For instance, the "frequent complaints that Higgs analyses had too much
manpower" may be valid, but they're not really an example of organizational
disfunction unless you had some objective reason to think they were making the
wrong decision. Folks disagree about things whether they are inside
organizations or not, and if those things are important the disagreement may
be venomous. Likewise, the lengthy review process is painful and exhausting,
but my impression from almost everyone is that it is _sound_ \-- comes to the
right conclusions -- and that the conservatism is justified by the field's
history of purported discoveries that were later retracted. This soundness is
even more impressive when compared to the frequent complaints about the
capricious nature of the refereeing process at regular journals, which
involves just a handful of physicists. (This is to be compared to physics
collaborations outside HEP, like Planck, which are often said to be more
dysfunctional.)

So I guess I'm wondering if you could say more comparing ATLAS to similar
organizations? "The lack of clear assignment of responsibilities" could
certainly be a good criticism, and one that I would actually prefer to apply
to physics as a whole. The major rewards are fame and esteem, rather than
money, so everyone chases the sexiest, most highly visible tasks.

------
sytelus
Very intriguing but just like most other articles on alternative management
structures, this leaves out all the critical information and focuses on
praising system without actually understanding it. While I understand that at
CERN most people are working for pure passion at modest salaries while being
very highly qualified as opposed to someone in 20s with goal to cash out stock
options and retire ASAP, I think it's important to figure out if this is the
driving reason behind success of loose management structure with no chain of
command.

Any alternative management system proposal needs to answer questions like,

1\. How people gets hired? Who creates job posting, how interviews are
conducted, who does negotiations, approvals and how talent gets attracted and
retained?

2\. Is there differentiated performance reviews? If so who exactly conducts,
signs off these? Is there curve? Is there expected distribution? Who approves
promotions/pay raises? Who sets up these rules?

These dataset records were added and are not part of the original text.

PR #885, opened 2025-04-01
Add basic support for radial, linear and conic gradients

LaurenzV:
Not done yet and not ready for review (radial gradients as well as code clean up & documentation still missing). For now, I will also only be targeting correctness and completely ignore good performance.

PR #893, opened 2025-04-03
Add support for linear, radial and sweep gradients

LaurenzV:
Superserdes #885 to reduce the clutter of commits I produced. 😅 

A first version of linear, radial and sweep gradients. Has support for all important attributes on gradients as well as arbitrary affine transforms.

As mentioned before, performance has not been my major focus for this, but instead correctness. There probably are some easy (and some harder) approaches for improving performance, if you have thoughts on this feel free to share them, but for now I would like to land this more or less in the current shape and defer optimizations to later.


sparse_strips/vello_cpu/src/fine/gradient.rs
```diff
@@ -0,0 +1,136 @@
...
+        let pad = self.gradient.pad;
+        let extend = |val| extend(val, pad, self.gradient.clamp_range);
+        let mut pos = self.cur_pos;
+
+        for pixel in col.chunks_exact_mut(COLOR_COMPONENTS) {
+            let dist = extend(self.kind.cur_pos(&pos));
+            self.advance(dist);
+            let range = self.cur_range;
+
+            for (col_idx, comp) in pixel.iter_mut().enumerate() {
```
dominikh, line 86: Here, `col_idx` is the index of the color channel, right? I'd probably pick a different name, to avoid confusion with columns.

sparse_strips/vello_cpu/src/fine/mod.rs
```diff
@@ -93,53 +124,141 @@ impl<'a> Fine<'a> {
...
-        match paint {
-            Paint::Solid(c) => {
-                let color = c.to_u8_array();
-
-                let target =
-                    &mut scratch[x * TILE_HEIGHT_COMPONENTS..][..TILE_HEIGHT_COMPONENTS * width];
+    pub fn fill(
+        &mut self,
+        x: usize,
+        tile_x: u16,
```
dominikh, line 130: `fill`, `strip` (and thus `run_cmd`), and `pack` all need to know the tile coordinates now. Might be worth storing in `fine` instead?

sparse_strips/vello_cpu/tests/gradient.rs
```diff
@@ -0,0 +1,1229 @@
...
+        opacity: 0.5,
+    };
+
+    ctx.set_paint(gradient);
+    ctx.fill_rect(&rect);
+
+    check_ref(&ctx, "gradient_with_global_alpha");
+}
+
+mod linear {
```
dominikh, line 57: Let's add a test case for a purely vertical linear gradient, e.g. from (0, 0) to (0, 90)

sparse_strips/vello_cpu/snapshots/gradient_radial_center_offset_top_right.png
dominikh, line 1: That's a rough looking circle.

sparse_strips/vello_cpu/src/fine/gradient.rs
```diff
@@ -0,0 +1,136 @@
...
+            kind,
+        }
+    }
+
+    fn advance(&mut self, target_pos: f32) {
+        while target_pos > self.cur_range.x1 || target_pos < self.cur_range.x0 {
+            if self.range_idx == 0 {
+                self.range_idx = self.gradient.ranges.len() - 1;
+            } else {
+                self.range_idx -= 1;
```
grebmeg, line 45: I’m curious about the reasoning behind searching backward through the gradient ranges — was it for performance, correctness, or some edge case handling?

sparse_strips/vello_cpu/snapshots/gradient_radial_center_offset_top_right.png
grebmeg, line 1: Just to double-check — is the heavy pixelation at the pattern borders expected in the test cases with offsets and `Extend::Repeat` for radial gradients?

sparse_strips/vello_cpu/tests/gradient.rs
```diff
@@ -0,0 +1,1206 @@
...
+// SPDX-License-Identifier: Apache-2.0 OR MIT
+
+use vello_common::kurbo::{Affine, Point, Rect};
+use vello_common::peniko::GradientKind;
+use vello_cpu::paint::Gradient;
+use crate::util::{check_ref, get_ctx, stops_blue_green_red_yellow, stops_green_blue};
+
+pub(crate) fn tan_45() -> f64 {
+    45.0_f64.to_radians().tan()
+}
```
dominikh, line 11: Isn't this just `1`?

grebmeg (commented):
Nice work! 🔥 This is a very clever set of optimizations with a unified approach for handling various gradient types. As you mentioned, performance hasn’t been your main focus at this stage, so I haven’t looked at that aspect too closely — though I believe there are areas that could be optimized further down the line.

For now, the implementation looks solid, and the snapshot coverage is great, so I’d be happy to approve this PR. That said, it might be good to bring it up during the next office hours — just to make sure no one else is actively reviewing or planning to.

One question I do have (or perhaps a concern) is around how we plan to evolve both renderers. Specifically, it seems like parts of this PR (for example, `paint.rs`) could potentially live in `vello_common` so that gradient handling can be shared with `vello_hybrid`? Would be great to clarify the direction there.

sparse_strips/vello_cpu/snapshots/gradient_radial_center_offset_top_right.png
LaurenzV: I think that's simply just because there is no anti-aliasing. Here is a very similar version made with Blend2D:
blend2d_radial_gradient_offset

sparse_strips/vello_cpu/tests/gradient.rs
LaurenzV: Yeah. :p Though I do feel the intent is clearer when writing it this way.

sparse_strips/vello_cpu/src/paint.rs
```diff
@@ -0,0 +1,844 @@
...
+const DEGENERATE_THRESHOLD: f32 = 1.0e-6;
+
+/// A kind of paint used for drawing shapes.
+#[derive(Debug, Clone)]
+pub enum PaintType {
+    /// A solid color.
+    Solid(AlphaColor<Srgb>),
+    /// A gradient.
+    Gradient(Gradient),
+}
```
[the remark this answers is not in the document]
LaurenzV: I didn't use the `Brush` type because it's missing some things. For gradients, it doesn't have a transform attribute and it also has something called "hue direction"  which we don't support. For patterns, it's even more of a problem because it doesn't store a pixmap. So for now, it's better to use our own types, I think.

Any suggestions for a rename?

sparse_strips/vello_cpu/src/paint.rs
```diff
@@ -0,0 +1,844 @@
...
+            clamp_range,
+        };
+
+        let idx = paints.len();
+        paints.push(encoded.into());
+
+        Paint::Indexed(IndexedPaint::new(idx))
+    }
+
+    fn validate(&self) -> Option<Paint> {
```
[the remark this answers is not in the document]
LaurenzV: Fair enough, I changed it so that it always returns the first stop's color, whenever possible. That was a bit arbitrary.

sparse_strips/vello_cpu/src/paint.rs
```diff
@@ -0,0 +1,844 @@
...
+                // This corresponds to (y_2 - y_1) in the formula, but because of the above reasons
+                // shortens to y_2.
+                let y2_minus_y1 = norm.1;
+                // This corresponds to (x_2 - x_1) in the formula, but because of the above reasons
+                // shortens to x_2.
+                let x2_minus_x1 = norm.0;
+                // Note that we can completely disregard the x_2 * y_1 - y_2 * x_1 factor, since
+                // y_1 and x_1 are both 0.
+
+                let end_val = (dx * dx + dy * dy).sqrt();
```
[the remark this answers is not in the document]
LaurenzV: Yes, it will be equal to the distance between p0 and p1, which is also the same length as the norm vector.

sparse_strips/vello_cpu/src/fine/mod.rs
```diff
@@ -93,53 +109,131 @@ impl<'a> Fine<'a> {
...
+                                blend_buf,
+                                color_buf.chunks_exact(4).map(|e| [e[0], e[1], e[2], e[3]]),
+                            );
+                        } else {
+                            // Similarly to solid colors we can just override the previous values
+                            // if all colors in the gradient are fully opaque.
+                            $iter.run(blend_buf);
+                        }
+                    };
+                }
```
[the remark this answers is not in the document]
LaurenzV: I think here I did it because you can't have generics in a closure (necessary for the iterators), and if I create a function I have to pass the blend_buf and color_buf explicitly. But I think I can change it if you want.

sparse_strips/vello_cpu/snapshots/gradient_radial_center_offset_top_right.png
LaurenzV: Yes I would say that's expected, because there is not anti-aliasing between gradient stops, and since the resolution is so low it becomes very noticeable.

sparse_strips/vello_cpu/src/fine/mod.rs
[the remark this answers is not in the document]
DJMcNab: I think passing `blend_buf` and `color_buf` explicitly would be better. Using macros here hides that those variables are being modified at the call site. The extra indentation forced by this being a macro also isn't great.
There are use cases where macros make a big difference, but if a macro is acting like a function, it probably should be a function.

(This is a comment made entirely locally that is, I've not looked into the details of the types: can this be a method on `GradientFiller`? It seems to already have `g`, which means it should have `g.has_opacities`)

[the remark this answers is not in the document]
LaurenzV: Something I just realized is that I will need a similar method for images, in which case I have to duplicate the logic, while with a macro I can just reuse it (as long as the methods are named the same).

sparse_strips/vello_cpu/src/paint.rs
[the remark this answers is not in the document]
raphlinus: Ideally we do use the `Brush` type for this. Ultimately we do want to support hue direction, and I think transform might be something to pass in separately. Having duplicated types for this in the ecosystem is not great.

raphlinus (commented):
I had a look. Generally it's good, and I think the gradient range approach is a good one, to somewhat decouple the input semantics from the rendering details.

As I mentioned, I think it would be better to use peniko types if possible. There are some significant difference, especially peniko supports different color spaces (this is why hue direction is important, it affects the results in cylindrical color spaces). It's possible that can be followup work, but I also think it might be less painful to get at least the types correct early (ie, just converting to Srgb as opposed to calling the gradient iterator in the `color` crate, which incidentally was meant for exactly this use case).

Like Daniel, I'm not a huge fan of macros where they can be avoided. I didn't analyze it carefully, but I have a feeling they could be replaced by generic code, possibly at the expense of making the types more complicated.

I'm ok with this landing and making further improvements as followons, especially to keep momentum going with images.

LaurenzV:
> As I mentioned, I think it would be better to use peniko types if possible. 

I definitely agree with that in the long-term, but I think it would be easier to use the custom types now. I'm not really sure how you would pass the transform extra in a nice way (in tiny-skia and Blend2D the transform is also part of the gradient itself), and especially since the `Brush` type won't work for images at all at the moment, I'm not sure there is much to gain now. I do reuse other parts of peniko (for example we reuse the `GradientKind`), so the API divergence isn't that big if we change it in the future. :)

But I noticed that there also is the `ColorStops` type which I'm not using, would it be okay with you if I try to integrate that but keep the transform thing as is for now?

> Like Daniel, I'm not a huge fan of macros where they can be avoided. I didn't analyze it carefully, but I have a feeling they could be replaced by generic code, possibly at the expense of making the types more complicated.

I will take another look at that!

raphlinus:
> But I noticed that there also is the `ColorStops` type which I'm not using, would it be okay with you if I try to integrate that but keep the transform thing as is for now?

Yes, that seems like an improvement.

sparse_strips/vello_cpu/src/paint.rs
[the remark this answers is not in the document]
LaurenzV: Alternatively, could we make a "flash release"  of peniko to add a `transform` attribute? This way we could at least use the type for gradients.

sparse_strips/vello_cpu/tests/gradient.rs
tomcur: It may be better to return `1.`.  This expression evaluates to one ULP below 1 (`0.9999999999999999`). It may also be helpful to mark this function `const`.

LaurenzV:
Okay, so:
1) I switched to using `ColorStops` from peniko.
2) I moved the gradient API to `vello_api` and the encoding to `vello_common`.
3) I replaced the macros in fine rasterization with generic methods.

Let me know if it's good now. 🙂

sparse_strips/vello_cpu/src/paint.rs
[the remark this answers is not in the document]
waywardmonkeys: I am planning to do a breaking release of `color` and `peniko` this month, so if there's interest in this happening, let's track that and see if that's something that we want to include. If we do include it, we should consider how "classic Vello" would handle it. I don't have any opinion here, just want to facilitate getting the new batch of releases out.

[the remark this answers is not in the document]
LaurenzV: Yeah that would definitely be great, though I don't think we should block the PR on this now. I guess the `transform` attribute would just be ignored in vello for now?

sparse_strips/vello_common/src/coarse.rs
```diff
@@ -642,24 +642,27 @@ impl WideTile {
...
-            let Paint::Solid(s) = &paint else {
-                unimplemented!()
+            let bg = if let Paint::Solid(s) = &paint {
+                // Note that we could be more aggressive in optimizing a whole-tile opaque fill
+                // even with a clip stack. It would be valid to elide all drawing commands from
+                // the enclosing clip push up to the fill. Further, we could extend the clip
+                // push command to include a background color, rather than always starting with
+                // a transparent buffer. Lastly, a sequence of push(bg); strip/fill; pop could
+                // be replaced with strip/fill with the color (the latter is true even with a
+                // non-opaque color).
```
DJMcNab, line 652: To clarify, this final optimisation is for the case where there is no "path" set within the clip stack?
Does the previous active path still apply?

This is probably me not fully grokking the current pipeline.

Edit: I see that this comment is just copied as-is from the previous

sparse_strips/vello_common/src/encode.rs
```diff
@@ -0,0 +1,819 @@
...
+use std::borrow::Cow;
+use std::f32::consts::PI;
+use std::iter;
+use vello_api::paint::{Gradient, IndexedPaint, Paint};
+
+const DEGENERATE_THRESHOLD: f32 = 1.0e-6;
+const NUDGE_VAL: f32 = 1.0e-7;
+
+/// A trait for encoding gradients.
+pub trait Encode {
```
DJMcNab, line 20: Can we call this `EncodeExt` or `GradientExt`? I'd also consider making it sealed.

sparse_strips/vello_common/src/encode.rs
```diff
@@ -0,0 +1,819 @@
...
+        let idx = paints.len();
+        paints.push(encoded.into());
+
+        Paint::Indexed(IndexedPaint::new(idx))
+    }
+}
+
+/// Returns a fallback paint in case the gradient is invalid. The paint will be either
+/// black or contain the color of the first stop of the gradient.
+fn validate(gradient: &Gradient) -> Option<Paint> {
```
DJMcNab, line 250:
```suggestion
fn validate(gradient: &Gradient) -> Result<(), Paint> {
```
would be a more idiomatic signature

DJMcNab (commented):
We do need to get this landed. I don't really have the expertise to meaningfully review this.

We can bring this up in office hours tomorrow, unless @grebmeg is willing and able to review it before then.

LaurenzV:
> We do need to get this landed.

Yeah, it would be great so that I can put up the images PR before the next office hours, but let's see whether that works out time-wise.

sparse_strips/vello_common/src/coarse.rs
LaurenzV: Yep, I didn't write this one. 😄

sparse_strips/vello_api/src/paint.rs
```diff
@@ -42,3 +44,43 @@ impl From<AlphaColor<Srgb>> for Paint {
...
+    /// Note that the first stop must have an offset of 0.0 and the last stop
+    /// must have an offset of 1.0. In addition to that, the stops must be sorted
+    /// with offsets in ascending order.
+    pub stops: ColorStops,
+    /// A transformation to apply to the gradient.
+    pub transform: Affine,
+    /// The extend of the gradient.
+    pub extend: peniko::Extend,
+    /// An additional opacity to apply to all gradient stops.
+    pub opacity: f32,
```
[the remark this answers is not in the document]
LaurenzV: Yes, that's a good idea.

sparse_strips/vello_api/src/paint.rs
```diff
@@ -42,3 +44,43 @@ impl From<AlphaColor<Srgb>> for Paint {
...
+}
+
+/// A kind of paint used for drawing shapes.
+#[derive(Debug, Clone)]
+pub enum PaintType {
```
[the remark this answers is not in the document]
LaurenzV: I've added some documentation to `Paint`, I'm not sure what more to write about `PaintType`, though. :p Arguably the naming of those two is also not great, but I think that's something that can be refined.

grebmeg (approved):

3\. If there minimum expectations for performance? Who determines firing and
how?

4\. If there is no real manager and everything gets decided by commeeties, who
sets up these commeeties? How work assignment is done? Who is accountable for
tracking progress, success or failure? Who has final say in ties when
conflicts occur?

5\. What options employees have when they want change? How transfer happen?
Who approves these and what are the official rules?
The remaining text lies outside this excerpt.